**Your assignment**
This exercise needs the listing below duplicated exactly.

**Records for the task**
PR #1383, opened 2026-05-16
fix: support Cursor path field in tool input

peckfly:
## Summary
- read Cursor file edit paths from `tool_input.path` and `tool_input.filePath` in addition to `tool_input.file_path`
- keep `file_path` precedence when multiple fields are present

**Your response**
PR #1383, opened 2026-05-16
fix: support Cursor path field in tool input

peckfly:
## Summary
- read Cursor file edit paths from `tool_input.path` and `tool_input.filePath` in addition to `tool_input.file_path`
- keep `file_path` precedence when multiple fields are present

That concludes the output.